Look at the bright side, perhaps it has better scrap value?


----------



## caber (Oct 3, 2008)

Too bad you can't send it down here.  Right now with some paint and new bolts, I could easily get $300 for that stove.


----------



## Crane Stoves (Apr 22, 2012)

hate to bump such old threads, but this should be answered properly for all those future people who "google" and get linked to this thread for the next 50 years...

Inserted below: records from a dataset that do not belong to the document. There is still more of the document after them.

Issue #52, opened 2020-11-20
Remove the sims dependencies from WcsSol.py


jbkalmbach:
Switch them out to use `obs_lsst`.

teweitsai:
This issue needs to consider the rotation of WCS in `obs_lsst` carefully. This is related to #35.

jbkalmbach:
Closed by #54

PR #53, opened 2020-12-04
Updated to work with latest weekly.

tribeiro:
This mainly involves replacing the use of the deprecated package `obs_lsstSim` by the official camera geometry `from lsst.obs.lsst import LsstCamMapper`.

There are some issues when it comes to the test data, which will need to be regenerated with the correct mapping. I am skipping those tests so it will work for now but the right thing to do would be to regenerate the data. 

I am not entirely sure it is worth the trouble of merging this PR, we can discuss in the review process. In the meantime, I'll use this to build the MTAOS CSC for deployment with xml 7 and the latest weekly.


teweitsai:
Basically, this update conflicts with #52. The problem is not the test image but the coordinate system difference between `obs_lsst` and PhoSim (or `sims` package). The correct way is to wait until the #52 is done. We could talk before I go ahead to fail this PR. Thanks!

In addition, this PR will break the AOS simulation in UW team directly.

Some message left by Scott: lsst/sims_coordUtils@832d909. Based on his suggestion, I tried to use the `PhosimMapper` instead. But it looks like the geometry of `PhosimMapper` does not follow `LsstSimMapper` as well. The test is at [feature/w_2020_49](https://github.com/lsst-ts/ts_wep/tree/feature/w_2020_49) branch.

teweitsai:
The dependency of `sims` package had been removed in commit: 5c5288e.

PR #58, opened 2021-01-07
Adding new centroid finding algorithm: CentroidConvolveTemplate.

jbkalmbach:
Hi @teweitsai 

This is to start merging code developed in the UW branch into the main codebase in pieces that make sense. Here is an update to add in the Template Convolution centroiding method we created.

### DIFF
--- a/doc/uml/cwfsClass.uml
+++ b/doc/uml/cwfsClass.uml
@@ -9,7 +9,7 @@ CentroidDefault <|-- CentroidConvolveTemplate
 CentroidFindFactory ..> CentroidRandomWalk
 CentroidFindFactory ..> CentroidOtsu
 CentroidFindFactory ..> CentroidConvolveTemplate
-CentroidRandomWalk ..> CentroidConvolveTemplate
+CentroidConvolveTemplate *-- CentroidRandomWalk
 Image ..> CentroidFindFactory
 Image *-- CentroidDefault
 BaseCwfsTestCase ..> CompensableImage
--- a/doc/uml/cwfsClass.uml
+++ b/doc/uml/cwfsClass.uml
@@ -5,8 +5,11 @@ Algorithm -- CompensableImage
 CompensableImage ..> Instrument
 CentroidDefault <|-- CentroidRandomWalk
 CentroidDefault <|-- CentroidOtsu
+CentroidDefault <|-- CentroidConvolveTemplate
 CentroidFindFactory ..> CentroidRandomWalk
 CentroidFindFactory ..> CentroidOtsu
+CentroidFindFactory ..> CentroidConvolveTemplate
+CentroidRandomWalk ..> CentroidConvolveTemplate
 Image ..> CentroidFindFactory
 Image *-- CentroidDefault
 BaseCwfsTestCase ..> CompensableImage
--- a/python/lsst/ts/wep/Utility.py
+++ b/python/lsst/ts/wep/Utility.py
@@ -360,7 +360,7 @@ def getCentroidFindType(centroidFindType):
     Parameters
     ----------
     centroidFindType : str
-        Centroid find algorithm to use (randomWalk or otsu).
+        Centroid find algorithm to use (randomWalk, otsu, or convolveTemplate).
 
     Returns
     -------
--- a/python/lsst/ts/wep/Utility.py
+++ b/python/lsst/ts/wep/Utility.py
@@ -62,6 +62,7 @@ class ImageType(IntEnum):
 class CentroidFindType(IntEnum):
     RandomWalk = 1
     Otsu = auto()
+    ConvolveTemplate = auto()
 
 
 class DeblendDonutType(IntEnum):
@@ -376,6 +377,8 @@ def getCentroidFindType(centroidFindType):
         return CentroidFindType.RandomWalk
     elif centroidFindType == "otsu":
         return CentroidFindType.Otsu
+    elif centroidFindType == "convolveTemplate":
+        return CentroidFindType.ConvolveTemplate
     else:
         raise ValueError("The %s is not supported." % centroidFindType)
 
--- a/python/lsst/ts/wep/cwfs/CentroidConvolveTemplate.py
+++ b/python/lsst/ts/wep/cwfs/CentroidConvolveTemplate.py
@@ -1,0 +1,49 @@
+import numpy as np
+
+from lsst.ts.wep.cwfs.CentroidRandomWalk import CentroidRandomWalk
+from scipy.signal import correlate
+from sklearn.cluster import KMeans
+
+
+class CentroidConvolveTemplate(CentroidRandomWalk):
+
+    """CentroidDefault child class to get the centroid of donut by
+    convolution."""
+
+    def getCenterFromTemplateConv(self, imageBinary, templateImgBinary,
+                                  n_donuts):
+        """Get the centers of the donuts in the binary image.
+
+        Parameters
+        ----------
+        imageBinary: numpy.ndarray
+            Binary image of postage stamp
+
+        templateImgBinary: numpy.ndarray
+            Binary image of template donut
+
+        Returns
+        -------
+        nx, ny: float
+            x, y pixel coordinates for donut centroid
+        """
+
+        temp_convolve = correlate(imageBinary, templateImgBinary, mode='same', method='fft')
+        ranked_convolve = np.argsort(temp_convolve.flatten())[::-1]
+        cutoff = len(np.where(temp_convolve.flatten() > 0.95*np.max(temp_convolve))[0])
+        ranked_convolve = ranked_convolve[:cutoff]
+        nx, ny = np.unravel_index(ranked_convolve, np.shape(imageBinary))
+
+        kmeans = KMeans(n_clusters=n_donuts).fit(np.array([nx, ny]).T)
+        labels = kmeans.labels_
+
+        cent_x = []
+        cent_y = []
+
+        for label_num in range(n_donuts):
+            nx_label, ny_label = np.unravel_index(ranked_convolve[labels == label_num][0],
+                                                  np.shape(imageBinary))
+            cent_x.append(nx_label)
+            cent_y.append(ny_label)
+
+        return cent_x, cent_y
--- a/python/lsst/ts/wep/cwfs/CentroidConvolveTemplate.py
+++ b/python/lsst/ts/wep/cwfs/CentroidConvolveTemplate.py
@@ -32,8 +32,7 @@ class CentroidConvolveTemplate(CentroidDefault):
     """CentroidDefault child class to get the centroid of donut by
     convolution."""
 
-    def getCenterAndR(self, imgDonut, templateDonut, nDonuts,
-                      peakThreshold=0.95):
+    def getCenterAndR(self, imgDonut, templateDonut, nDonuts, peakThreshold=0.95):
         """Get the centroid data and effective weighting radius.
 
         Parameters
@@ -65,12 +64,13 @@ class CentroidConvolveTemplate(CentroidDefault):
         imgBinary = self._centRandomWalk.getImgBinary(imgDonut)
         templateBinary = self._centRandomWalk.getImgBinary(templateDonut)
 
-        return self.getCenterAndRfromImgBinary(imgBinary, templateBinary,
-                                               nDonuts,
-                                               peakThreshold=peakThreshold)
+        return self.getCenterAndRfromImgBinary(
+            imgBinary, templateBinary, nDonuts, peakThreshold=peakThreshold
+        )
 
-    def getCenterAndRfromImgBinary(self, imgBinary, templateBinary, nDonuts,
-                                   peakThreshold=0.95):
+    def getCenterAndRfromImgBinary(
+        self, imgBinary, templateBinary, nDonuts, peakThreshold=0.95
+    ):
         """Get the centroid data and effective weighting radius.
 
         Parameters
@@ -98,15 +98,16 @@ class CentroidConvolveTemplate(CentroidDefault):
             Effective weighting radius.
         """
 
-        x, y = self.getCenterFromTemplateConv(imgBinary, templateBinary,
-                                              nDonuts,
-                                              peakThreshold=peakThreshold)
+        x, y = self.getCenterFromTemplateConv(
+            imgBinary, templateBinary, nDonuts, peakThreshold=peakThreshold
+        )
         radius = np.sqrt(np.sum(templateBinary) / np.pi)
 
         return x, y, radius
 
-    def getCenterFromTemplateConv(self, imageBinary, templateImgBinary,
-                                  nDonuts, peakThreshold=0.95):
+    def getCenterFromTemplateConv(
+        self, imageBinary, templateImgBinary, nDonuts, peakThreshold=0.95
+    ):
         """
         Get the centers of the donuts by convolving a binary template image
         with the binary image of the donut or donuts.
@@ -141,17 +142,13 @@ class CentroidConvolveTemplate(CentroidDefault):
 
         # We set the mode to be "same" because we need to return the same
         # size image to the code.
-        tempConvolve = correlate(
-            imageBinary, templateImgBinary, mode="same"
-        )
+        tempConvolve = correlate(imageBinary, templateImgBinary, mode="same")
 
         # Then we rank the pixel values keeping only those above
         # some fraction of the highest value.
         rankedConvolve = np.argsort(tempConvolve.flatten())[::-1]
         cutoff = len(
-            np.where(
-                tempConvolve.flatten() > peakThreshold * np.max(tempConvolve)
-            )[0]
+            np.where(tempConvolve.flatten() > peakThreshold * np.max(tempConvolve))[0]
         )
         rankedConvolve = rankedConvolve[:cutoff]
         nx, ny = np.unravel_index(rankedConvolve, np.shape(imageBinary))
--- a/python/lsst/ts/wep/cwfs/CentroidConvolveTemplate.py
+++ b/python/lsst/ts/wep/cwfs/CentroidConvolveTemplate.py
@@ -81,7 +81,7 @@ class CentroidConvolveTemplate(CentroidDefault):
         imgBinary = self.getImgBinary(imgDonut)
 
         if templateDonut is None:
-            templateBinary = templateDonut
+            templateBinary = copy(imgBinary)
         else:
             templateBinary = self.getImgBinary(templateDonut)
 
--- a/python/lsst/ts/wep/cwfs/CentroidConvolveTemplate.py
+++ b/python/lsst/ts/wep/cwfs/CentroidConvolveTemplate.py
@@ -20,7 +20,7 @@
 # along with this program.  If not, see <https://www.gnu.org/licenses/>.
 
 import numpy as np
-
+from copy import deepcopy
 from lsst.ts.wep.cwfs.CentroidDefault import CentroidDefault
 from lsst.ts.wep.cwfs.CentroidRandomWalk import CentroidRandomWalk
 from scipy.signal import correlate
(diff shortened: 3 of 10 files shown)


teweitsai (changes requested):
Please base on today's discussion to do the related code modification. Thanks!

doc/uml/cwfsClass.uml
```diff
@@ -5,11 +5,14 @@ Algorithm -- CompensableImage
 CompensableImage ..> Instrument
 CentroidDefault <|-- CentroidRandomWalk
 CentroidDefault <|-- CentroidOtsu
+CentroidDefault <|-- CentroidConvolveTemplate
 CentroidFindFactory ..> CentroidRandomWalk
 CentroidFindFactory ..> CentroidOtsu
+CentroidFindFactory ..> CentroidConvolveTemplate
+CentroidRandomWalk ..> CentroidConvolveTemplate
```
teweitsai: Based on your code, the relationship should be `CentroidConvolveTemplate *-- CentroidRandomWalk`. Please check the difference between the `dependency` and `composition` in UML class diagram. You may want to add the description of **CentroidConvolveTemplate** in `ts_wep/doc/content.rst`.

doc/uml/cwfsClass.uml
```diff
@@ -5,11 +5,14 @@ Algorithm -- CompensableImage
...
 Image ..> CentroidFindFactory
 Image *-- CentroidDefault
 BaseCwfsTestCase ..> CompensableImage
 BaseCwfsTestCase ..> Instrument
 BaseCwfsTestCase ..> Algorithm
-@enduml
+@enduml
```
teweitsai: Please add a new line.

python/lsst/ts/wep/Utility.py
```diff
@@ -376,6 +377,8 @@ def getCentroidFindType(centroidFindType):
         return CentroidFindType.RandomWalk
     elif centroidFindType == "otsu":
         return CentroidFindType.Otsu
+    elif centroidFindType == "convolveTemplate":
```
teweitsai, line 380: Please update the doc string of `getCentroidFindType()` as well. e.g. `Centroid find algorithm to use (randomWalk,  otsu, or convolveTemplate).`

python/lsst/ts/wep/cwfs/CentroidDefault.py
```diff
@@ -26,7 +26,7 @@
 class CentroidDefault(object):
     """Default Centroid class."""
 
-    def getCenterAndR(self, imgDonut):
+    def getCenterAndR(self, imgDonut, **kwargs):
```
teweitsai, line 29: Please add the description of "**kwargs" in the function doc string.

python/lsst/ts/wep/cwfs/CentroidDefault.py
```diff
@@ -48,7 +48,7 @@ def getCenterAndR(self, imgDonut):
 
         return self.getCenterAndRfromImgBinary(imgBinary)
 
-    def getCenterAndRfromImgBinary(self, imgBinary):
+    def getCenterAndRfromImgBinary(self, imgBinary, **kwargs):
```
teweitsai, line 53: Please add the description of "**kwargs" in the function doc string.

python/lsst/ts/wep/cwfs/CentroidFindFactory.py
```diff
@@ -39,7 +40,7 @@ def createCentroidFind(centroidFindType):
 
         Returns
         -------
-        CentroidRandomWalk, CentroidOtsu
+        CentroidRandomWalk, CentroidOtsu, CentroidConvolveTemplate
```
teweitsai: You could just say the child class of `CentroidDefault` to avoid the future's modification if there was a new child class added at that time.

python/lsst/ts/wep/cwfs/CentroidFindFactory.py
```diff
@@ -52,5 +53,7 @@ def createCentroidFind(centroidFindType):
             return CentroidRandomWalk()
         elif centroidFindType == CentroidFindType.Otsu:
             return CentroidOtsu()
+        elif centroidFindType == CentroidFindType.ConvolveTemplate:
+            return CentroidConvolveTemplate()
```
teweitsai, line 57: Please add the related test case in `ts_wep/tests/cwfs/test_centroidFindFactory.py`.

python/lsst/ts/wep/cwfs/CentroidConvolveTemplate.py
```diff
@@ -0,0 +1,193 @@
...
+from lsst.ts.wep.cwfs.CentroidDefault import CentroidDefault
+from lsst.ts.wep.cwfs.CentroidRandomWalk import CentroidRandomWalk
+from scipy.signal import correlate
+from sklearn.cluster import KMeans
+
+
+class CentroidConvolveTemplate(CentroidDefault):
+
+    """CentroidDefault child class to get the centroid of donut by
+    convolution."""
```
teweitsai: Maybe "... by convolution with the template image."

python/lsst/ts/wep/cwfs/CentroidConvolveTemplate.py
```diff
@@ -0,0 +1,193 @@
...
+    def getCenterAndR(
+        self, imgDonut, templateDonut=None, nDonuts=1, peakThreshold=0.95
+    ):
+        """Get the centroid data and effective weighting radius.
+
+        Parameters
+        ----------
+        imgDonut : numpy.ndarray
+            Donut image.
+        templateDonut : None or numpy.ndarray
```
teweitsai: This argument is "optional".

python/lsst/ts/wep/cwfs/CentroidConvolveTemplate.py
```diff
@@ -0,0 +1,193 @@
...
+            Template image for a single donut. If set to None
+            then the image will be convolved with itself. (The Default is None)
+        nDonuts : int
```
teweitsai: The argument is "optional". In addition, this function will not return the `float` but `list` if the `nDonuts > 1`. This will be inconsistent with doc string for the return value. I will suggest to remove this argument and put the `nDonut=1` when you call the `getCenterFromTemplateConv()` from this function or `getCenterAndRfromImgBinary()`. In addition, did you notice that your return type is `list` instead of `float` for x and y?

python/lsst/ts/wep/cwfs/CentroidConvolveTemplate.py
```diff
@@ -0,0 +1,193 @@
...
+            Number of donuts in the image. (The Default is 1)
+        peakThreshold : float
```
teweitsai: This argument is "optional".

python/lsst/ts/wep/cwfs/CentroidConvolveTemplate.py
```diff
@@ -0,0 +1,193 @@
...
+        float
+            Centroid x.
+        float
+            Centroid y.
+        float
+            Effective weighting radius.
+        """
+
+        if templateDonut is None:
+            templateDonut = deepcopy(imgDonut)
```
teweitsai: `deepcopy()` is pretty expensive. I think `copy.copy()` should be good enough for a simple `numpy.array`. The idea is to make sure `imgDonut` and `templateDonut` are not the same object, which can use `id(imgDonut)` and `id(templateDonut)` to check. BTW, do you need this here? It looks like `getCenterFromTemplateConv()` will do the `deepcopy()` as well?

python/lsst/ts/wep/cwfs/CentroidConvolveTemplate.py
```diff
@@ -0,0 +1,193 @@
...
+
+        self._centRandomWalk = CentroidRandomWalk()
```
teweitsai: Please put the declaration of new class attribute to `__init__()`. The developers are used to read the initialization function to see the available attributes for a class. In addition, you could add the `super()` to this to avoid the future's modification if there was the new attributes added for `CentroidDefault` in the future.

python/lsst/ts/wep/cwfs/CentroidConvolveTemplate.py
```diff
@@ -0,0 +1,193 @@
...
+    def getCenterAndRfromImgBinary(
+        self, imgBinary, templateBinary=None, nDonuts=1, peakThreshold=0.95
+    ):
+        """Get the centroid data and effective weighting radius.
+
+        Parameters
+        ----------
+        imgBinary : numpy.ndarray
+            Binary image of donut.
+        templateBinary : None or numpy.ndarray
```
teweitsai: This argument is "optional".

python/lsst/ts/wep/cwfs/CentroidConvolveTemplate.py
```diff
@@ -0,0 +1,193 @@
...
+            Binary image of template for a single donut. If set to None
+            then the image will be convolved with itself. (The Default is None)
+        nDonuts : int
```
teweitsai: I will suggest to remove this argument as explained in the above. The main reason is the returned data type.

python/lsst/ts/wep/cwfs/CentroidConvolveTemplate.py
```diff
@@ -0,0 +1,193 @@
...
+            Number of donuts in the image. (The Default is 1)
+        peakThreshold : float
```
teweitsai: This argument is "optional".

python/lsst/ts/wep/cwfs/CentroidConvolveTemplate.py
```diff
@@ -0,0 +1,193 @@
...
+        float
+            Centroid x.
+        float
+            Centroid y.
+        float
+            Effective weighting radius.
+        """
+
+        if templateBinary is None:
+            templateBinary = deepcopy(imgBinary)
```
teweitsai: Maybe `copy.copy()` is good enough. Please see the above comments. BTW, do you need this here? It looks like `getCenterFromTemplateConv()` will do the `deepcopy()` as well?

python/lsst/ts/wep/cwfs/CentroidConvolveTemplate.py
```diff
@@ -0,0 +1,193 @@
...
+
+        x, y = self.getCenterFromTemplateConv(
+            imgBinary,
+            templateImgBinary=templateBinary,
+            nDonuts=nDonuts,
```
teweitsai: Please use `nDonuts=1` here instead. The reason is explained above to make sure the consistent return data type as other child class of **CentroidDefault**.

python/lsst/ts/wep/cwfs/CentroidConvolveTemplate.py
```diff
@@ -0,0 +1,193 @@
...
+            peakThreshold=peakThreshold,
+        )
+        radius = np.sqrt(np.sum(templateBinary) / np.pi)
+
+        return x, y, radius
```
teweitsai: You may need to do `return x[0], y[0], radius` instead. The return type of `getCenterFromTemplateConv()` is `list`.

python/lsst/ts/wep/cwfs/CentroidConvolveTemplate.py
```diff
@@ -0,0 +1,193 @@
...
+        Peaks will appear as bright spots in the convolved image. Since we
+        use binary images the brightness of the stars does not matter and
+        the peaks of any stars in the image should have about the same
+        brightness if the template is correct.
+
+        Parameters
+        ----------
+        imageBinary: numpy.ndarray
+            Binary image of postage stamp.
+        templateImgBinary: None or numpy.ndarray
```
teweitsai: This argument is "optional".

python/lsst/ts/wep/cwfs/CentroidConvolveTemplate.py
```diff
@@ -0,0 +1,193 @@
...
+            Binary image of template donut. If set to None then the image
+            is convolved with itself. (The default is None)
+        nDonuts: int
```
teweitsai: This argument is "optional". What will happen if people put `nDonuts` to be 0 or negative value? Maybe you could check the input value and raise the related error?

python/lsst/ts/wep/cwfs/CentroidConvolveTemplate.py
```diff
@@ -0,0 +1,193 @@
...
+            Number of donuts there should be in the binary image. (The default
+            is 1)
+        peakThreshold: float
```
teweitsai: This argument is "optional".

python/lsst/ts/wep/cwfs/CentroidConvolveTemplate.py
```diff
@@ -0,0 +1,193 @@
...
+        Returns
+        -------
+        list
+            X pixel coordinates for donut centroid.
+        list
+            Y pixel coordinates for donut centroid.
+        """
+
+        if templateImgBinary is None:
+            templateImgBinary = deepcopy(imageBinary)
```
teweitsai: I think maybe the `copy.copy()` is good enough as explained. Please help to double check. Thanks!

python/lsst/ts/wep/cwfs/CentroidConvolveTemplate.py
```diff
@@ -0,0 +1,193 @@
...
+        # size image to the code.
+        tempConvolve = correlate(imageBinary, templateImgBinary, mode="same")
+
+        # Then we rank the pixel values keeping only those above
+        # some fraction of the highest value.
+        rankedConvolve = np.argsort(tempConvolve.flatten())[::-1]
+        cutoff = len(
+            np.where(tempConvolve.flatten() > peakThreshold * np.max(tempConvolve))[0]
+        )
+        rankedConvolve = rankedConvolve[:cutoff]
```
teweitsai: It is better to use a new argument such as `rankedConvolveCutoff`. This is to consider the future's maintenance if someone wants to check the original value of `rankedConvolve` before the cutoff for the debug or reuse.

python/lsst/ts/wep/cwfs/CentroidConvolveTemplate.py
```diff
@@ -0,0 +1,193 @@
...
+        nx, ny = np.unravel_index(rankedConvolve, np.shape(imageBinary))
+
+        # Then to find peaks in the image we use K-Means with the
+        # specified number of donuts
+        kmeans = KMeans(n_clusters=nDonuts).fit(np.array([nx, ny]).T)
+        labels = kmeans.labels_
```
teweitsai: It looks like you are using the internal attribute of `KMeans`. Does it provide any function API such as the `get()` function to get the value you need? The benefit to use the `get()` function is because it is less likely to be renamed compared with the internal attribute.

python/lsst/ts/wep/cwfs/CentroidConvolveTemplate.py
```diff
@@ -0,0 +1,193 @@
...
+
+        centX = []
+        centY = []
```
teweitsai, line 195: You could put this two lines just before `for labelNum in range(nDonuts):` to improve the readability.
```
centX = []
centY = []
for labelNum in range(nDonuts):
```

tests/cwfs/test_centroidConvolveTemplate.py
```diff
@@ -0,0 +1,131 @@
...
+        self.centroidConv = CentroidConvolveTemplate()
+
+    def _createData(self):
+
+        radiusInner = 20
+        radiusOuter = 40
+
+        # Create two images. One with a single donut and one with two donuts.
+        singleDonut = np.zeros((160, 160))
+        doubleDonut = np.zeros((160, 160))
```
teweitsai: You could do the following for the test in future and improve the reusability:
```
def _createData(self, radiusInner, radiusOuter, imageSize):

    # Create two images. One with a single donut and one with two donuts.
    singleDonut = np.zeros((imageSize, imageSize))
    doubleDonut = np.zeros((imageSize, imageSize))
```
You may need to update the following code as well to reduce the number of hard-coded values.

tests/cwfs/test_centroidConvolveTemplate.py
```diff
@@ -0,0 +1,131 @@
...
+        return singleDonut, doubleDonut
+
+    def testGetCenterAndR(self):
+
+        singleDonut, doubleDonut = self._createData()
+
+        # Add noise so the images are not binary
+        randState = np.random.RandomState(42)
+        doubleDonut += randState.normal(scale=0.1, size=np.shape(doubleDonut))
+        singleDonut += randState.normal(scale=0.1, size=np.shape(singleDonut))
```
teweitsai: You could put this part into the `self._createData()` as a new argument to decide to add the noise or not for the future's reusability.

tests/cwfs/test_centroidConvolveTemplate.py
```diff
@@ -0,0 +1,131 @@
...
+        self.assertAlmostEqual(rad, eff_radius, delta=0.1)
+
+        # Use single donut as template and test recovery on double donut
+        centX, centY, rad = self.centroidConv.getCenterAndR(
+            doubleDonut, templateDonut=singleDonut, nDonuts=2
+        )
+
+        self.assertCountEqual(centX, [50, 100])
+        self.assertEqual(centY, [80, 80])
+        eff_radius = np.sqrt(40 ** 2 - 20 ** 2)
```
teweitsai: Please add an new empty line just before `eff_radius = np.sqrt(40 ** 2 - 20 ** 2)` to improve the readability. In addition, you reused this line in several places. You could consider to put it into a new function to reduce the duplication.

tests/cwfs/test_centroidConvolveTemplate.py
```diff
@@ -0,0 +1,131 @@
...
+    def testGetCenterAndRFromImgBinary(self):
+
+        singleDonut, doubleDonut = self._createData()
+
+        # Test recovery with defaults
+        centX, centY, rad = self.centroidConv.getCenterAndRfromImgBinary(singleDonut)
+
+        self.assertEqual(centX, [80])
+        self.assertEqual(centY, [80])
+        eff_radius = np.sqrt(40 ** 2 - 20 ** 2)
```
teweitsai: Please add an new empty line just before `eff_radius = np.sqrt(40 ** 2 - 20 ** 2)` to improve the readability. In addition, you reused this line in several places. You could consider to put it into a new function to reduce the duplication.

tests/cwfs/test_centroidConvolveTemplate.py
```diff
@@ -0,0 +1,131 @@
...
+        self.assertAlmostEqual(rad, eff_radius, delta=0.1)
+
+        # Use single donut as template and test recovery on double donut
+        centX, centY, rad = self.centroidConv.getCenterAndRfromImgBinary(
+            doubleDonut, templateBinary=singleDonut, nDonuts=2
+        )
+
+        self.assertCountEqual(centX, [50, 100])
+        self.assertEqual(centY, [80, 80])
+        eff_radius = np.sqrt(40 ** 2 - 20 ** 2)
```
teweitsai: Please add an new empty line just before `eff_radius = np.sqrt(40 ** 2 - 20 ** 2)` to improve the readability. In addition, you reused this line in several places. You could consider to put it into a new function to reduce the duplication.

teweitsai (changes requested):
This update looks very good to me. Please see the comments I left. In addition, did you notice that this class will fail if someone call the function of `getImgBinary()`? You could just return the value by random walk model directly to avoid the `NotImplementedError`. Thanks!

BTW, this means you also need to add a related test case. In additional to this, in `CentroidConvolveTemplate`, you could use `self.getImgBinary(imgDonut)` instead of `self._centRandomWalk.getImgBinary(imgDonut)`. The same thing for the binary image of template. The reason is that in the future, you may want to change the method to get the binary image in `CentroidConvolveTemplate`. At that time, you could just update the function of `self.getImgBinary()`.

tests/cwfs/test_centroidConvolveTemplate.py
```diff
@@ -32,14 +32,11 @@ def setUp(self):
...
+    def _createData(self, radiusInner, radiusOuter, imageSize, addNoise=False):
 
         # Create two images. One with a single donut and one with two donuts.
-        singleDonut = np.zeros((160, 160))
-        doubleDonut = np.zeros((160, 160))
+        singleDonut = np.zeros((imageSize, imageSize))
+        doubleDonut = np.zeros((imageSize, imageSize))
 
         for x in range(160):
             for y in range(160):
```
teweitsai: Did you notice the value 160 here is `imageSize`? The similar thing such as 80 in the following. I guess 80 = `imageSize/2`?

python/lsst/ts/wep/cwfs/CentroidConvolveTemplate.py
```diff
@@ -63,35 +78,30 @@ def getCenterAndR(
...
 
-        if templateDonut is None:
-            templateDonut = deepcopy(imgDonut)
+        imgBinary = self.getImgBinary(imgDonut)
 
-        self._centRandomWalk = CentroidRandomWalk()
-        imgBinary = self._centRandomWalk.getImgBinary(imgDonut)
-        templateBinary = self._centRandomWalk.getImgBinary(templateDonut)
+        if templateDonut is None:
+            templateBinary = templateDonut
```
teweitsai: Why the `templateBinary` will be None (= `templateDonut`)?

I think you are trying to do?
```
if templateDonut is None:
    templateBinary = copy(imgBinary)
else:
    templateBinary = self.getImgBinary(templateDonut)
```
In addition, you have the following code in `getCenterAndRfromTemplateConv()` already:
```
if templateImgBinary is None:
    templateImgBinary = copy(imageBinary)
```

teweitsai (approved):
This update looks good to me. Please see the comments to fix the `getCenterAndR()` and `_createData()` before the merge. After the merge, please help to add the `tag` for the new version. Thanks for all the update!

The Crane Stove is a rare breed indeed because of one extremely important fact: Its a solid continuous welded stove made of 1/4 inch think steel and is indestructible! No matter how much rust or use a Crane Stove has its bones cannot be killed. The Crane model 44 is arguably the best, easiest to maintain, largest bang for its size and price coal stove ever made in the history of the world. you can literally throw this stove off a sky scraper or sink it at the bottom of a lake for 10 years and with new gasket, liner and glass it will preform the same as it did the day it was purchased new! The value after spending $25.00 for a can of stove paint, 6' of gasket and a piece of 4" glass would most certainly be $300 at the very least! If you had a model 404 it would far more... Sincerely Doug Crane


----------



## xman23 (Apr 22, 2012)

That's funny. I assume Doug is related to the Crane Woodstove Co., and rightfully proud of his product. Jake, what happened to the stove?


----------



## begreen (Apr 22, 2012)

Welcome Doug. Good to have you aboard and thanks for the info. As you can tell by the age of these threads, we don't get a lot of coal stove traffic here, but www.nepacrossroads.com does.


----------



## Crane Stoves (Apr 22, 2012)

begreen said:


> Welcome Doug. Good to have you aboard and thanks for the info. As you can tell by the age of these threads, we don't get a lot of coal stove traffic here, but www.nepacrossroads.com does.


 
Thanks Begreen, yes Crane Stoves was my dads company, Im trying to enlighten and answer some questions that come up on google (your forum only had a couple, but i will try to help answer questions that seemingly come to me easy), i never realized how much i learned growing up in the coal/woodburning stove industry (i went into realestate long ago when i really should have stuck with my roots). I will request a mod inject any answers or fixes on old threads from now on so they wont get bumped. thanks guys!


----------



## begreen (Apr 23, 2012)

So tell us about your dad. What it was like growing up as a son of a coal stove maker? Was your house always toasty warm, did it vary with the latest experimental stove, or was it like the shoemaker's children having no shoes?


----------



## Crane Stoves (Apr 23, 2012)

begreen said:


> So tell us about your dad. What it was like growing up as a son of a coal stove maker? Was your house always toasty warm, did it vary with the latest experimental stove, or was it like the shoemaker's children having no shoes?


 
LOL, If i still had some of the prototypes we had to test you would laugh... yes we always had a warm house for sure and ive used more stoves then i could possibly remember including all the competitions of the day. Maybe ill start a thread called "The teenage idiot... growing up in a stove company" HaHaHa


----------



## Heavy Metal (Apr 23, 2012)

What a cool (okay hot) heritage.


----------



## Crane Stoves (Apr 23, 2012)

Ok, that settles it... I will make a thread of my days growing up with some pictures of the dealer trips, home shows, and company parties i grew up with on a weekly basis (at the time i was just a pot smokin' teen who didn't appreciate all his father was and did... but upon growing up realize how lucky i really was).  give me a few days to get some old pics that you folks may get a kick out of.


----------



## dafattkidd (Apr 24, 2012)

This sounds interesting.  Doug, please chime in on this thread and let us know when you start the other one.


----------



## geoxman (Apr 24, 2012)

I googled your fathers stoves and they seem to be built like tanks! I look forward to the thread as well!


----------